PR #560, opened 2016-03-09
update SES backend to support domain identities and multiple recipients

jstewmon:
includes test cases for ses client with boto3

### DIFF
--- a/moto/ses/exceptions.py
+++ b/moto/ses/exceptions.py
@@ -1,0 +1,10 @@
+from __future__ import unicode_literals
+from moto.core.exceptions import RESTError
+
+
+class MessageRejectedError(RESTError):
+    code = 400
+
+    def __init__(self, message):
+        super(MessageRejectedError, self).__init__(
+            "MessageRejected", message)
--- a/moto/ses/models.py
+++ b/moto/ses/models.py
@@ -1,70 +1,96 @@
 from __future__ import unicode_literals
+
+import email
+
 from moto.core import BaseBackend
+from .exceptions import MessageRejectedError
 from .utils import get_random_message_id
 
 
+RECIPIENT_LIMIT = 50
+
+
 class Message(object):
-    def __init__(self, message_id, source, subject, body, destination):
+    def __init__(self, message_id):
         self.id = message_id
-        self.source = source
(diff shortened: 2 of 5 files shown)


jstewmon:
I can't seem to get the tests passing for python 2.6. On 2.6 only, the parsed email message doesn't return anything for the header fields. I've tinkered with it for a few hours now with no luck getting it to work. I suppose it may be a bug in 2.6. Is there a switch I can use to disable the quota check for send_raw_email tests on python 2.6?

jstewmon:
I finally figured out that PY2 and PY3 expect different types for email.message_from_string, so I was able to get all the tests passing by conditionally decoding the raw data.

spulec:
this is great, thanks!

jstewmon:
no problem. Any idea when the next release might be? I'd like to leverage these changes in another project.

spulec:
Version `0.4.24` is now out

njl:
Removing sent_messages from SESBackend just broke a bunch of my unit tests :/. Was there a reason that was removed?

jstewmon:
@njl sorry about that. I removed it because there is no SES Api for retrieving sent messages, and my supposition was that the only expectation for backends is that they implement the corresponding AWS Api.

Since moto may be used either as a library or as an http service, I thought it made sense that the available features be consistent between the two interfaces.

I'll defer to @spulec for an authoritative opinion on whether or not sent_messages should have been preserved.

I guess you were using the sent_messages list to assert expectations about the message attributes in the list after invoking your code? Another way, albeit less convenient, to make those assertions is to mock the boto method being called (using [mock][mock] or similar) and assert expectations on the passed arguments.

[mock]: https://docs.python.org/dev/library/unittest.mock.html

njl:
Yeah, it's pretty helpful to make sure code sent the messages you expect it sent! When I get some bandwidth, would the be objection to a pull request to add it back in?

spulec:
No objection here

aop:
Why were other data than the message_id removed from the message models? I'd really like to have raw_data in the RawMessage so I can create tests to check that the actual data in the emails are in good shape. Just as in https://github.com/spulec/moto/pull/604 those should be added back in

# # # #

WORK TASK:
Using the records above, copy every line that has the word "MessageRejectedError" in it.

SOLVED PROBLEM:
+class MessageRejectedError(RESTError):
+        super(MessageRejectedError, self).__init__(
+from .exceptions import MessageRejectedError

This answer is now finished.